Collected data entries:
■ ■ ■ ■ ■
PR #1395, opened 2020-04-05
Update the version of pandas up-to-date for CI

itholic:
As pandas 1.0.3 released, I think It would be better match the version of pandas in our CI.


HyukjinKwon:
It doesn't affect pip build. Merging.

PR #1396, opened 2020-04-06
Install bdist_wheel explicitly and pin Sphinx version in PIP build at Github Actions

HyukjinKwon:
Dependency installation in pip build is being failed due to missing `error: invalid command 'bdist_wheel'` for unknown reason. This PR explicitly build `bdist_wheel`

Also, Sphinx documentation generation is being failed with Python 3.5. This is because:
- Sphinx change the signature of `add_directive`.
https://github.com/sphinx-doc/sphinx/commit/61098a0ae2e696a804459d36bd74ca57db76eda5#diff-9f615309782f7bbdd425e0aff31a0090L604

- In `matplotlib` 3.0.3, it calls with additional arguments: https://github.com/matplotlib/matplotlib/blob/v3.0.3/lib/matplotlib/sphinxext/plot_directive.py#L249-L262

This is fixed in the latest `matplotlib` but the problem is that `matplotlib` 3.1.x looks it dropped Python 3.5 support. So Python 3.5 + PIP build in Github Actions uses `matplotlib` 3.0.3 which is incompatible with Sphinx 3.x.


HyukjinKwon:
I am going to merge this to fix CI test failures.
■ ■ ■ ■ ■
## TASK TO COMPLETE
An exact copy of every line above is what this asks for.

## FINISHED EXERCISE
PR #1395, opened 2020-04-05
Update the version of pandas up-to-date for CI

itholic:
As pandas 1.0.3 released, I think It would be better match the version of pandas in our CI.


HyukjinKwon:
It doesn't affect pip build. Merging.

PR #1396, opened 2020-04-06
Install bdist_wheel explicitly and pin Sphinx version in PIP build at Github Actions

HyukjinKwon:
Dependency installation in pip build is being failed due to missing `error: invalid command 'bdist_wheel'` for unknown reason. This PR explicitly build `bdist_wheel`

Also, Sphinx documentation generation is being failed with Python 3.5. This is because:
- Sphinx change the signature of `add_directive`.
https://github.com/sphinx-doc/sphinx/commit/61098a0ae2e696a804459d36bd74ca57db76eda5#diff-9f615309782f7bbdd425e0aff31a0090L604

- In `matplotlib` 3.0.3, it calls with additional arguments: https://github.com/matplotlib/matplotlib/blob/v3.0.3/lib/matplotlib/sphinxext/plot_directive.py#L249-L262

This is fixed in the latest `matplotlib` but the problem is that `matplotlib` 3.1.x looks it dropped Python 3.5 support. So Python 3.5 + PIP build in Github Actions uses `matplotlib` 3.0.3 which is incompatible with Sphinx 3.x.


HyukjinKwon:
I am going to merge this to fix CI test failures.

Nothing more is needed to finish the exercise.